The National Foundation for Credit Counseling (NFCC) is a non-profit organization that helps people consolidate their debts and avoid bankruptcy. Affiliation with NFCC guarantees working with a non-profit agency, but there is a dispute over how much it will hurt creditworthiness. It is recommended to evaluate multiple debt counseling agencies to find the best deal.
The National Foundation for Credit Counseling (NFCC) is an American institution that aimed to provide licensure, accreditation, and assistance to debt or credit counselors. It was mainly financed by credit agencies (credit card). In the wake of much higher credit spending in the 1970s and 1980s (which continues today), the NFCC helped steer people toward debt counselors. These counselors worked for non-profit agencies and would help borrowers consolidate their debts, especially if they owed to multiple credit cards, by reducing or stopping further interest and helping borrowers make a single payment each month, disbursed between your creditors.
The companies most associated with the NFCC were called Consumer Credit Counseling Services. In the 1990s, a large number of agencies not affiliated with the NFCC began to emerge. The worst of this charged huge fees for consumers trying to pay their bills, and the IRS eventually caught up with some of these agencies, revoking their non-profit status. Although there are some reputable rival credit counseling agencies, affiliation with the National Foundation for Credit Counseling tends to give consumers some reassurance that most of the money they spend on payments will go toward paying off their debt, not pay the salary of a debt counselor.

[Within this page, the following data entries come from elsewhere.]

PR #177, opened 2026-04-13
Add Moss Druid locations

### LINKED ISSUE #124: Implement Moss Druid location(s)
This location is controlled by a FSM on `Moss Creep NPC` in Mosstown_02c.

This particular character raises some questions - should there be one location for each reward, or should they be a single multi-cost location, maybe flexible count (like Eva is in #101)? Should the rosary payouts be one of the replaceable items?

dpinela:
The Moss Druid locations come with a preview tablet, which is handled by a separate module that is added on load by any of the locations.

The mossberry costs are handled as IC costs; it is expected that either all or none of the Moss Druid locations will have items placed. This should be documented, but I'm not sure where.

This PR requires https://github.com/BadMagic100/ItemChanger.Core/issues/37 to be fixed for the preview tablet to work correctly.

Resolves #124


flibber-hk:
Is the mossberry stew location included here? (There’s a 50% chance it is and I’m blind lol :zote:)

if not, I assume it is probably in scope for the original issue

dpinela:
It isn't. I left it out because Homothety suggested making it not part of the preview tablet, and then I forgot to implement it entirely. I do think it is in scope though.

dpinela:
Updated this to reflect some of the issues that were also raised in #204.

ItemChanger.Silksong/Costs/MossberryCost.cs
```diff
@@ -0,0 +1,35 @@
+using ItemChanger.Silksong.Modules;
+using ItemChanger.Silksong.Util;
+using Newtonsoft.Json;
+
+namespace ItemChanger.Silksong.Costs;
+
+public class MossberryCost : CumulativeCost
```
flibber-hk: Flagging for whoever does the merge conflicts: can you also make this class implement IDisplayCost? 

Side note - you’ll also need to use CustomYNEnableModule.Open to open the YN box, although Homothety is probably going to move it so it might be worth waiting for that to happen before doing that change

dpinela: I did both of these, we can deal with CustomYNEnableModule.Open moving if/when Homothety does it.

homothetyhk:
I changed the preview tablet to start each placement on a new page, with the cost on its own line. It might be kind of ugly for vanilla costs, but I felt like the order that the placements are given in wasn't clear enough before. Let me know if you have any strong feelings on how it should display.

Thanks for the PR!

PR #184, opened 2026-04-14
Add PhantomLocation for Cross_Stitch (issue #138)

### LINKED ISSUE #138: Implement Phantom location
This is controlled by an FSM on Phantom in Organ_01; the vanilla Cross Stitch is given in the state `Set Data`.

kickafetus:
Hooks Phantom > Control FSM to give the randomized item on boss defeat, set defeatedPhantom, and skip the vanilla skill-get screen without fading to black or leaving the player sprite hidden.

I left in the end parry kill cutscene because it felt cool, and even in a rando I think it's still interesting?
It was actually a decent amount of work to keep that but not allow it to kick off the rest of the FSM calls for the parry skill and the screen fades and whatnot lol

Closes #138


homothetyhk:
Thanks! I love the implementation keeping the cutscene.

PR #185, opened 2026-04-14
Yn cost

### LINKED ISSUE #174: YN box
Sub-issue of #6 

It should be the case that, if a shiny is derived from a placement with a cost, a YN box should appear, and the Y option is not selectable if the cost can't be paid.

flibber-hk:
Closes #174

This PR is built on #159 because I wanted access to some of the utils added there. If I want to make changes to that PR between now and when it is merged I will probably close that PR and add the changes here (because it's more convenient for me that way)

The most important change added here that is not present there is support for costs in shiny containers. Support has also been added to tablet containers.


flibber-hk:
Draft because I have discovered regression test fails :zotesip: I'm sure I will fix them before it is my turn to be reviewed though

Since the National Foundation for Credit Counseling and its affiliated credit counseling agencies are primarily funded by larger lenders, some criticize it as simply a branch of the credit industry and not really interested in helping consumers. There is some question about the amount of bargaining that occurs in terms of reduced interest or payments if a business survives based on repaying a portion of that payment from lenders. While this criticism can occasionally be fair, even more so if the agency is not a nonprofit, many people have been helped by affiliates of the National Foundation for Credit Counseling and have been able to avoid bankruptcy, which tends to hurt credit ratings. for much longer. .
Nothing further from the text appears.